WHAT TO DO: Scan the listing below for the word "which", then copy each line that has it.

DATASET RECORDS:

···

PR #34, opened 2016-12-12
[9.0] Migrate prestashop_connector

guewen:
Follow-up of #24. I closed #24 because it was polluted with a lot of outdated comments. This is a fresh start after weeks of work from several contributors.

The connector now contains tests (maybe not the most exhaustive ones, but the first tests are the most valuable as they open the room for more tests when we'll discover bugs).

I think we should now merge this PR and continue with the possible improvements with new PRs, I mean, the migration work is done and more than that, it already contains improvements which are outside of the scope of a mere migration.

Before merging, a rebase (at least the remove the "!fixup" should be done, but please do not squash all the commits into one, because some commits contains explanations for the commit's changes.


simahawk:
@sergio-teruel @pedrobaeza hola :)
Do you use and sync `product_brand`? We need to sync the brand too (`manufacturer` on PS) and we are using [product_brand](https://github.com/OCA/product-attribute/tree/9.0/product_brand)

pedrobaeza:
We have made for v8 a layer for product_manufacturer, not for product_brand: https://github.com/Tecnativa/connector-prestashop/tree/8.0-PR-connector_prestashop_manufacturers/connector_prestashop_manufacturer

simahawk:
@pedrobaeza thanks, good to know! :)
I have another question: impact price. Sounds like [is calculated on odoo side](https://github.com/guewen/connector-prestashop/blob/9.0-migration-connector-prestashop/connector_prestashop/models/product_product/importer.py#L254) instead of being imported from PS with [its api](http://stackoverflow.com/questions/35580449/prestashop-special-price-for-product).
Is there an extra module or something you are working on that takes care of this? Otherwise we are going to implement it.

pedrobaeza:
In theory that field is handled by the connector base, but @sergio-teruel should say it.

sergio-teruel:
Hi Simone... Yes I added a new field in product.product, this field is
written in importer and you can manage for export too.

Impact_price field:
https://github.com/Tecnativa/connector-prestashop/blob/8.0-
connector_prestashop/connector_prestashop/models/
product_product/common.py#L26

​the lst_price is calculated here:
https://github.com/Tecnativa/connector-prestashop/blob/8.0-connector_prestashop/connector_prestashop/models/product_product/common.py#L31
​

In product_priduct mapper is stored:
https://github.com/Tecnativa/connector-prestashop/blob/8.0-
connector_prestashop/connector_prestashop/models/
product_product/importer.py#L249

And in catalog_manager is exported:
https://github.com/Tecnativa/connector-prestashop/blob/8.0-connector_prestashop_catalog_manager/connector_prestashop_catalog_manager/product_combination.py#L212
​

​I hope help you!! 😀😀​


Un saludo.

Sergio Teruel Albert.
Tecnativa

simahawk:
@sergio-teruel I see. Indeed this is what I found and what I named "calculated on odoo side" ;)
But on PS the impact price is not the price, it can a be a discount rule and comes in a special set of attributes for prices http://stackoverflow.com/questions/35580449/prestashop-special-price-for-product

sergio-teruel:
@simahawk Yes i know "specific_prices" PS model for set a price, but I have not worked with this... sorry..
but it could be integrated.

simahawk:
@sergio-teruel no need to feel "sorry" ;)
Next question: I don't get why the product type is set to "service" when has variants... [the explanation is not that clear](https://github.com/guewen/connector-prestashop/blob/9.0-migration-connector-prestashop/connector_prestashop/models/product_template/importer.py#L261). Do you know why?
To me it makes no sense, but maybe I'm missing something....

simahawk:
@sergio-teruel nope, sorry, it makes sense since you cannot have PS virtual prod w/ variants. 
The only issue is that in this way the product is always marked as "Stockable", so if you want the product to be "Consumable" you have to hack it. Probably a configuration in the backend will help...

simahawk:
@guewen tests are failing here because the sale order cannot be imported. The reason is: [the order has not been paid since... ](https://github.com/guewen/connector-prestashop/blob/d94f298a692eef0c7517e990e651a6962955ab7c/connector_prestashop/models/sale_order/importer.py#L116) bla bla and then [it raises this](https://github.com/guewen/connector-prestashop/blob/d94f298a692eef0c7517e990e651a6962955ab7c/connector_prestashop/models/sale_order/importer.py#L337) and the test fails.

Can't we use checkpoint to track this issue instead of breaking the import?

Plus, if the answer is "yes", let's consider that [the base importer handles "skip case" like this](https://github.com/guewen/connector-prestashop/blob/d94f298a692eef0c7517e990e651a6962955ab7c/connector_prestashop/unit/importer.py#L248) returning the skip message. This one is lost since nobody takes care of what `importer.run` returns.

Can't we simply add a checkpoint whenever we get back a skip message?

/cc @sergio-teruel @pedrobaeza

guewen:
@simahawk when `NothingToDoJob` is raised in a job, that's caught by the job runner and the job is automatically set to done with a message. The job should not fail. Maybe the test just has to take this in consideration. Nevertheless, I would not be against handling that like the skip message, because I was thinking about deprecating `NothingToDoJob` which is too error-prone because it cascades through a chain of importers.

Regarding the "skip message" which is lost: when a job function returns something, it's stored as a message in the job. So normally this message should not be lost (I didn't checked in the code here). We should have something like:

```python

@job
def import_record(blabla):
    # code
    return importer.run(blabla)
```

guewen:
@simahawk see https://github.com/OCA/connector/blob/9.0/connector/queue/job.py#L479

I checked and the jobs return nothing, so there is indeed never any skip message (or any other message) returned. This could be fixed by simply adding a `return` in the job functions.

simahawk:
@guewen yep, they don't return anything in PS case. I'll fix that. Anyway, you can see these messages only by digging into job queue failures and the average user (maybe the sale manager) won't know why the import of a sale order has failed and have to ask to the tech guy (you, me, etc ;)) to check.

pedrobaeza:
Guys, when do you think we can merge this and continue evolving with other PRs instead of acumulating in this one?

pedrobaeza:
The commit history frightens me a bit also...

simahawk:
@pedrobaeza I need this too ;)
The only blocker now: is the test that is failing. I'm working on this, then we can merge once for all.

pedrobaeza:
Do you accept me squashing commits by logical set before merging? Or do you prefer to do it yourselves? Or should I merge as is (some people has been upset recently by my "squashing obsession")?

simahawk:
@pedrobaeza I'll do it. Don't worry ;)

simahawk:
@pedrobaeza test is fixed. About squash: can I change my mind? :stuck_out_tongue_closed_eyes: 
I was trying to keep only really important fixes and '[add]' commits but I'm getting into a never-ending conflicts series. Can you kindly help with it? :heart:

rafaelbn:
Dear all, I would like to propose the optimistic merge of this PR. Reasons:
- We can add to "Known issues" section this to be care of
- As PR this module doesn't appear in Odoo apps or the list of modules in OCA this make that lots of people are buying different modules in the apps store and then we are missing that more people use this module and could give feedback, improve it or even migrate to new versions...

Please consider.

Thanks
Regards,
Rafael

rafaelbn (approved):
Functionally talking we have been using this module in production with customer during 4 months, so in my opinion 👍

simahawk:
@rafaelbn Happy to know you are already using it since months! 
Our schedule for going live w/ this was a bit delayed by our customer so we delayed merging this to see it working in real life. We fixed a couple of bugs and right now sounds strong enough. 

Finally, I agree w/ you: let's merge it! @guewen do you agree?

pedrobaeza:
We talked about merging some weeks ago, and I was about to merge this afternoon...

simahawk:
@pedrobaeza alright, go on :)

pedrobaeza:
All the commits are mixed with merge commits, and rebasing messes up everything with multiple conflicts, so I'm going to merge as is, although I would prefer to squash the commit story, but it's too much work in this case and this is not a perfect world.

Thanks to the C2C guys (@guewen & @simahawk) and @sergio-teruel from @Tecnativa for their tremendous work on this.

pedrobaeza:
I have also recreated 10.0 branch from 9.0 with the migration tool for having it for not having to put full commit history on migration.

···

THE ANSWER:
I think we should now merge this PR and continue with the possible improvements with new PRs, I mean, the migration work is done and more than that, it already contains improvements which are outside of the scope of a mere migration.
@simahawk when `NothingToDoJob` is raised in a job, that's caught by the job runner and the job is automatically set to done with a message. The job should not fail. Maybe the test just has to take this in consideration. Nevertheless, I would not be against handling that like the skip message, because I was thinking about deprecating `NothingToDoJob` which is too error-prone because it cascades through a chain of importers.
Regarding the "skip message" which is lost: when a job function returns something, it's stored as a message in the job. So normally this message should not be lost (I didn't checked in the code here). We should have something like:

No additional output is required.